Hello, I want to create a table, with each row containing some sort of weight. Then I want to select random values with the probability equal to (weight of that row)/(weight of all rows). For example, having 5 rows with weights 1,2,3,4,5 out of 1000 I'd get approximately 1/15*1000=67 times first row and so on.

The table is to be filled manually. Then I'll take a random value from it. But I want to have an ability to change the probabilities on the filling stage.

+1  A: 

The easiest (and maybe best/safest?) way to do this is to add those rows to the table as many times as you want the weight to be - say I want "Tree" to be found 2x more often then "Dog" - I insert it 2 times into the table and I insert "Dog" once and just select elements at random one by one.

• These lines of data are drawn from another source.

PR #357, opened 2023-02-02
Add support for custom JdbcCustomization via Spring Boot

### LINKED ISSUE #354: MSSQL wrong data type for task_data column
# Prerequisites

Please answer the following questions for yourself before submitting an issue. **YOU MAY DELETE THE PREREQUISITES SECTION.**

- [x] I am running the latest version
- [x] I checked the documentation and found no answer
- [x] I checked to make sure that this issue has not already been filed

## Expected Behavior

Serialization/deserialization of task data works in MSSQL

## Current Behavior

Serialization/deserialization of task data does not work in MSSQL, because of wrong data type. According to documentation nvarbinary should be used to store binary data, however nvarchar is used.
https://learn.microsoft.com/en-us/sql/t-sql/data-types/binary-and-varbinary-transact-sql?redirectedfrom=MSDN&view=sql-server-ver16. After changing the column data type, serialization/deserialization works as expected.

--------
# For bug reports
**YOU MAY DELETE THE `For bug reports` SECTION IF A NEW FEATURE REQUEST.**

## Steps to Reproduce the bug
1. use MSSQL as a persistent storage
2. create task with any data
3. wait for task to be triggered

## Context
- DB-Scheduler Version : 11.6
- Java Version : 17,0,6
- Database and Version : mcr.microsoft.com/mssql/server:2019-latest

quaso:
Column task_data uses correct data type (for binary data) in MSSQL according to MS documentation

## Fixes
#354 

## Reminders

---
cc @kagkarlsson


quaso:
@kagkarlsson can you please review this PR. The bug is blocking us o:-)

kagkarlsson:
Currently on vacation for 1w, so cant look at it atm

kagkarlsson:
Sure this will not break for schemas of the old type?

quaso:
I just tested - this change is not backward compatible. The question is if anybody is using task_data column in mssql, because from what I can see it cannot work currently.

quaso:
The problem seems to occur for MSSQL 2019+

db-scheduler/src/main/java/com/github/kagkarlsson/scheduler/jdbc/JdbcTaskRepository.java
```diff
@@ -103,7 +101,7 @@ public boolean createIfNotExists(SchedulableInstance instance) {
                     (PreparedStatement p) -> {
                         p.setString(1, taskInstance.getTaskName());
                         p.setString(2, taskInstance.getId());
-                        p.setObject(3, serializer.serialize(taskInstance.getData()));
+                        p.setBytes(3, serializer.serialize(taskInstance.getData()));
```
kagkarlsson, line 104: It will not work without this change?

db-scheduler/src/main/java/com/github/kagkarlsson/scheduler/jdbc/MssqlJdbcCustomization.java
```diff
@@ -44,6 +51,27 @@ public Instant getInstant(ResultSet rs, String columnName) throws SQLException {
...
+                while ((numCharsRead = reader.read(charArray, 0, charArray.length)) != -1) {
+                    builder.append(charArray, 0, numCharsRead);
+                }
+                result = builder.toString().getBytes(StandardCharsets.UTF_16LE);
+            } catch (IOException e) {
+                throw new SQLException(e);
+            }
+        } else {
+            result = rs.getBytes(columnName);
+        }
```
kagkarlsson, line 71: How about making this into a separate JdbcCustomization, e.g. `MssqlJTDSJdbcCustomization`?

db-scheduler/src/main/java/com/github/kagkarlsson/scheduler/jdbc/JdbcCustomization.java
```diff
@@ -29,6 +29,10 @@ public interface JdbcCustomization {
     void setInstant(PreparedStatement p, int index, Instant value) throws SQLException;
     Instant getInstant(ResultSet rs, String columnName) throws SQLException;
 
+    default byte[] getBytes(ResultSet rs, String columnName) throws SQLException {
+        return rs.getBytes(columnName);
+    }
+
```
kagkarlsson, line 35: Good stuff moving the `getBytes(..)` into the Customization

db-scheduler/src/main/java/com/github/kagkarlsson/scheduler/jdbc/AutodetectJdbcCustomization.java
```diff
@@ -44,7 +44,7 @@ public AutodetectJdbcCustomization(DataSource dataSource) {
 
             if (databaseProductName.equals(MICROSOFT_SQL_SERVER)) {
                 LOG.info("Using MSSQL jdbc-overrides.");
-                detectedCustomization = new MssqlJdbcCustomization();
+                detectedCustomization = new MssqlJdbcCustomization(c.getMetaData().getDriverName());
```
kagkarlsson, line 47: As mentioned below I think the jTDS should be a separate Customization, and hence no need to change standard `MssqlJdbcCustomization`

Is the last release of jTDS from 2013??

db-scheduler/src/main/java/com/github/kagkarlsson/scheduler/task/schedule/CronSchedule.java
```diff
@@ -39,6 +39,8 @@ public class CronSchedule implements Schedule, Serializable {
 
     private static final String DISABLED = "-";
     private static final Logger LOG = LoggerFactory.getLogger(CronSchedule.class);
+
+    private static final long serialVersionUID = 6577185347687546367L;
```
kagkarlsson, line 43: Did you need this?

quaso: Not sure why, but I receive InvalidClassException, if this ID is missing and database entry was created with master version. I used the same JVM for compiling master and this branch, but still the error occurs - not sure why.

If the rows are complex/big then it would be best to create a separate table (weighted_Elements or something) in which you'll just have foreign keys to the real rows inserted as many times as the weights dictate.

RnR
+1 I also prefer to count in unary.
jleedev
It tends to lead to the most efficient approach too doesn't it? ;) (at least considering the current options) Especially when selections are more frequent then insertions/re-weights (which is probably a typical scenario). It's a single query instead of a linear loop through all the elements each time and it will help avoid a nasty complexity problem when trying to get X random elements with weights Y times a second... :)
RnR
Actually, if you want to get X random elements, you just have to sort by writing a clever comparison function (although I don't know how easy that is in SQL). http://code.google.com/p/quodlibet/source/browse/quodlibet/quodlibet/browsers/search.py#117
jleedev
But this one is definitely more natural in SQL and more efficient for this problem.
jleedev
+2  A: 

I found this nice little algorithm in Quod Libet. You could probably translate it to some procedural SQL.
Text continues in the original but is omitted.